Piketty has since responded forcefully to the FT's column, defending all of the work he has done and addressing the criticisms one by one. To me, the most important result of the FT analysis is that Piketty’s work appears to be largely reproducible. Piketty made his data available, with reasonable documentation (in addition to his book), and Giles was able to come up with the same numbers Piketty came up with. This is a good thing. Piketty’s work was complex, and the only way to communicate the entirety of it was to make the data and code available.

The other aspects of Giles’ analysis are, from an academic standpoint, largely irrelevant to me, particularly because I am not an economist. The reason I find them irrelevant is because the objections are largely over whether he is correct or not. This is an obviously important question, but in any field, no single study or even synthesis can be determined to be "correct" at that instance.
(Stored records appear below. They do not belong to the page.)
Issue #586, opened 2014-10-23
Support for NoSQL as graph database


mwjames:
The significance of SMW as product and software to deliver on its promise to "turn your wiki into a powerful and flexible knowledge management system" also depends on its ability to support different technical platforms to store and query statements made by its users through usage of various annotation approaches.

Currently, `SQLStore` and `SPARQLStore` are supported but what about using other technical means to store graph like data.
- [Cassandra vs MongoDB vs CouchDB vs Redis vs Riak vs HBase vs Couchbase vs OrientDB vs Aerospike vs Neo4j vs Hypertable vs ElasticSearch vs Accumulo vs VoltDB vs Scalaris comparison](http://kkovacs.eu/cassandra-vs-mongodb-vs-couchdb-vs-redis)
- [Introduction to Graph Databases](http://www.slideshare.net/maxdemarzi/introduction-to-graph-databases-12735789)
- [Using MongoDB as a high performance graph database](http://www.slideshare.net/robotrobot/mongodb-uk)
- [AllegroGraphto query MongoDB database via SPARQL 1.1 query engine](http://franz.com/agraph/support/documentation/current/mongo-interface.html#header2-47)
- [neo4j](http://neo4j.com/company/)
## Questions
- Would SMW need to support NoSQL as database platform to solve some of the shortcomings encountered with the `SQLStore`?
- What would be the benefit of supporting NoSQL?
- What would be the disadvantages of supporting NoSQL as graph database?
- Should SMW support text search feature (using ElasticSearch) before thinking about other Store interfaces?

WolfgangFahl:
For educational purposes I created an open source barebones triplestore implementation which might be helpful for discussion what a common Java API for backend triplestores could be. 
see https://github.com/BITPlan/org.sidif.triplestore
I intend to have Neo4J and Apache Jena Backends attached so targetting this java approach would open up the way to quite a few other backends.

Issue #2762, opened 2017-10-14
Provide and update documentation


mwjames:
## Target release

<s>3.0</s> Ongoing task

## Issue

Making this now a hard requirement for a release. As to why, see https://github.com/SemanticMediaWiki/SemanticMediaWiki/issues/1365#issuecomment-334902073 and I'm explicitly expect @kghbln __NOT__ to pick this task.

This is a non-developer task, so anyone can contribute and help the project in moving forward so that by the time of a release the documentation is up-to-date.

Unrelated to the task itself but as reference on the documentation issue:

- https://github.com/SemanticMediaWiki/semantic-mediawiki.org/issues/33
- https://github.com/SemanticMediaWiki/semantic-mediawiki.org/issues/38

## Tasks

- [x] Check the [release notes](https://github.com/SemanticMediaWiki/SemanticMediaWiki/blob/master/docs/RELEASE-NOTES.md) for links to the `smw@org` wiki and provide necessary template work and place holders to avoid "This page doesn't exist" message
- [ ] Check the [wikidocu missing](https://github.com/SemanticMediaWiki/SemanticMediaWiki/pulls?q=is%3Apr+is%3Aclosed+label%3A%22wikidocu+missing%22) task and fix require documentation

PS: I'm happy to answer specific questions to an unclear wording, or extend on the description of a specific PR.

kghbln:
I am doing a tour de force lately but I am still under the impression of loosing ground when it comes to documenting stuff.

jaideraf:
@kghbln in your previous message, I think you mean [this page for "wikidocu missing"](https://github.com/SemanticMediaWiki/SemanticMediaWiki/issues?utf8=%E2%9C%93&q=label%3A%22wikidocu+missing%22+).

mwjames:
My recent attempts with the documentation was to make sections shorter, provide more dedicated subpages, and add visual aids, to help users quickly grasp the "What it is about" and isn't overwhelmed by the sheer amount of text that has been the standard for the wiki for years.

[0] is such typical page (no offense to the various editors) where you have to scroll back and forth to catch what this page tries to convey mixing text and examples making it fairly difficult to see what the system has to offer and "How to" transfer the knowledge.

There should be common theme visible among the recent updates to:

- https://www.semantic-mediawiki.org/wiki/Help:Missing_redirect_annotations
- https://www.semantic-mediawiki.org/wiki/Help:Property_group
[...]

Issue #2274, opened 2017-02-18
Support for ElasticSearch


mwjames:
There are several implementations [0, 1] that use SOLR as basis for a better retrieval system in combination with SMW but maybe it is time that SMW-core provides a lean interface that allows to replicate its data into `ElasticSearch` more easily and may build a wrapper around ES DSL [2] to seamlessly integrate searches from and to `ElasticSearch`.

## Questions

* Would it make sense for SMW to support `ElasticSearch`?
* Any reason for not supporting `ElasticSearch` natively?
* What benefits would SMW gain by supporting `ElasticSearch`?
* Why `ElasticSearch`? Are there any other search engines that are more preferable (such as SOLR/Lucene)?

[0] https://packagist.org/packages/diqa/enhanced-retrieval
[1] https://www.mediawiki.org/wiki/Extension:SolrStore
[2] https://www.elastic.co/guide/en/elasticsearch/reference/current/query-dsl.html

kghbln:
The current situation is a bit split between ElasticSearch and SOLR/Lucene. While MediaWiki as such integrates with ElasticSearch, all advanced implementations involving SMW which require more complexity use SOLR/Lucene [3,4].

The rationale of WMF for choosing ElasticSearch over SOLR/Lucene is described here: [5].

They may however be right about SOLR/Lucene being more painful so I'd opt for ElasticSearch. If other want to add to this a separate extension will be needed as it is already done now.

[3] [ExtendedSearch - BlueSpice](https://github.com/wikimedia/mediawiki-extensions-BlueSpiceExtensions/tree/master/ExtendedSearch)
[4] [SolrStore - Gesis](https://www.mediawiki.org/wiki/Extension:SolrStore)
[5] [Search infrastructure maintenance and overhaul - rationale](https://www.mediawiki.org/wiki/Search/Old#Rationale)

jaideraf:
> I'd opt for ElasticSearch.

Me too. Firstly, because we can have MediaWiki wikis using [Cirrus](https://www.mediawiki.org/wiki/Extension:CirrusSearch) (which requires ElasticSearch)  and SMW together (if SMW would integrate with Solr, one would have to install MW, SMW, ElasticSearch AND Solr, which is not desired at all). 

So, the challenge (and feature) would be to use ElasticSearch for both MW and SMW. 
[...]

PR #3054, opened 2018-03-03
Add ElasticStore, refs 2274

mwjames:
This PR is made in reference to: #2274, #586 

- Introduces the `ElasticStore` as interface between Semantic MediaWiki and Elasticsearch (aka ES) with the objective to provide ES as drop-in replacement for the SQL based __QueryEngine__ (not the entity or data store).
- Information about the how, the why, and any requirements can be found in the [readme](https://github.com/SemanticMediaWiki/SemanticMediaWiki/blob/es/src/Elastic/README.md).
- It doesn't require or use any `CirrusSearch` specific elements or bindings, the implementation is genuine to avoid yet another MW dependency. Indices are separated and are not suppose to share any query context.

This PR includes:
- [x] CI build passed

Fixes: #586, #2274

## ES and SMW

For the last couple of weeks we enabled ES and this branch on the sandbox to verify its functionality in a live setting and @kghbln can share some experiences. A [short video](https://www.youtube.com/watch?v=o2LSYRMOKBI) demonstrates some aspects of the supported functionality.

image

### Target audience

- `SQLStore` small wikis, technical novice users, non-technical environments
- `SPARQLStore` RDF enthusiast, semantic web researchers
- `ElasticStore` enterprise users, wiki farms

## What's next?

This PR is tested with ES 6.1.x and 6.2.x (sandbox) and ES 5.6.6 (Travis) with the test suite which means that all test cases pass as they do with the `SQLStore` (or respectively `SPARQLStore`). Yet, this PR does not provide any tests on its own and before the PR can be merged it requires some effort to reach a coverage that is necessary for a merge.

As a result, SMW 3.0 will not be released in Q1/2018 and pending the progress of this PR and how good the documentation incorporates changes made in SMW 3.0 (see #2762) further postponement may be necessary.


kghbln:
https://www.semantic-mediawiki.org/w/index.php?title=Help:SMWElasticSearch

agcunha:
I'm an enterprise user, interested in continue using sparql store for graphs. AWS launches Neptune that will be a nice, fast and robust option for creating knowledge bases. In my point of view, key/value stores, like lucene used in Elastic or Solr, aren't the best architecture for knowledge representation. It could be used to develop search engines(eg: OpenSemanticSearch) because of the capabilities to process different formats of documents. OCR, text mining and index. What is the motivation to use Elastic in the architecture of SMW? I'm sorry if it's not the right channel to ask this.

mwjames:
> I guess #2274 is the better spot.

Yes (see https://github.com/SemanticMediaWiki/SemanticMediaWiki/issues/2274#issuecomment-381318251).

This PR is about the technical implementation.

mwjames:
Some lessons learned from running the sandbox as live instance:

### ES related

- If you use the `ingest-plugin` and upgrade, avoid a "java.lang.IllegalArgumentException: plugin [ingest-attachment] is incompatible with version [6.2.4]; was designed for version [6.2.3]" by removing the plugin before doing the upgrade (remember to add it after the upgrade)

mwjames:
> After the most recent update on sandbox I get the following when rebuilding data:
> PHP Warning:  array_flip(): Can only flip STRING and INTEGER values! in /../w/extensions/SemanticMediaWiki/src/Elastic/QueryEngine/TermsLookup.php on line 504

The case for this is that I added support for `[[-Has subobject::+]]` but I didn't filter requests on something that looks like ` [[-Has number::+]]` (which only returns gibberish since `Has number` is not a resource aka page type) so by the next update this should be fixed. There will be an extra `p-0709` integration test to cover this scenario since we hadn't covered this before.

mwjames:
> Yet, this PR does not provide any tests on its own and before the PR can be merged it requires some effort to reach a coverage that is necessary for a merge.

I'm going to merge this PR even though it does not yet fulfill the stated requirement for the unit coverage but #3165 has been created to ensure that coverage does happen before the 3.0 release.

@kghbln This should make the administration of the master branch a bit easier and since I'm off for the next eight weeks, no changes or merges will happen from my side during that time.

Something may change later on but it has been two months+ since we enabled the es-branch on the sandbox without major incidents.

PR #3055, opened 2018-03-05
smw-property-predefined-rl-desc typo fixed

ivanhercaz:

- Typo fixed
- Translating the string [smw-property-predefined-rl-desc](https://translatewiki.net/w/i.php?title=Special:Translate&showMessage=smw-property-predefined-rl-desc&group=mwgithub-semanticmediawiki) i found what seems to me like a typo error, where is a "the" I think should be a "that". If I am wrong, just close this PR, but this "the" sounds strange to me.

This PR includes:
- [x] CI build passed

Regards,
Iván

### DIFF
--- a/i18n/en.json
+++ b/i18n/en.json
@@ -693,7 +693,7 @@
 	"smw-rule-page-description": "Description:",
 	"smw-rule-page-type": "Type:",
 	"smw-rule-page-tag": "Tag:",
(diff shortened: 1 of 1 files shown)


kghbln:
@ivanhercaz You are right. Good find. Thanks a lot!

Time will tell, and if his work is "correct", his predictions will be borne out by nature. It's not so satisfying to have to wait many years to know if you are correct, but that's how science works.

In the meantime, economists will have a debate over the science and the appropriate methods and data used for analysis. This is also how science works, and it is only (really) possible because Piketty made his work reproducible. Otherwise, the debate would be largely uninformed.

This entry was posted in Uncategorized. Bookmark the permalink.
  • Robert Link

    Interesting. My understanding is that Piketty's critics were claiming that he, like Reinhart and Rogoff, had errors in his Excel spreadsheets. Taken together those two incidents make a strong case that maybe it's time we admitted that spreadsheets are not a reasonable tool for serious data analysis (let alone modeling and simulation, which, believe it or not, I have seen). They are clunky and error-prone, not to mention slow. I get that people don't like having to learn to use new tools, but honestly the gains in terms of both productivity and lack of screwing things up make this a no-brainer.

  • Keith O’Rourke


    It does reflect well that Piketty made his data available, with reasonable (if not fully convincing to others) documentation.

    It is naive to think you can take non-randomized observational data "as is" and on an as equal basis (i.e. weight it _equally_ by population size.)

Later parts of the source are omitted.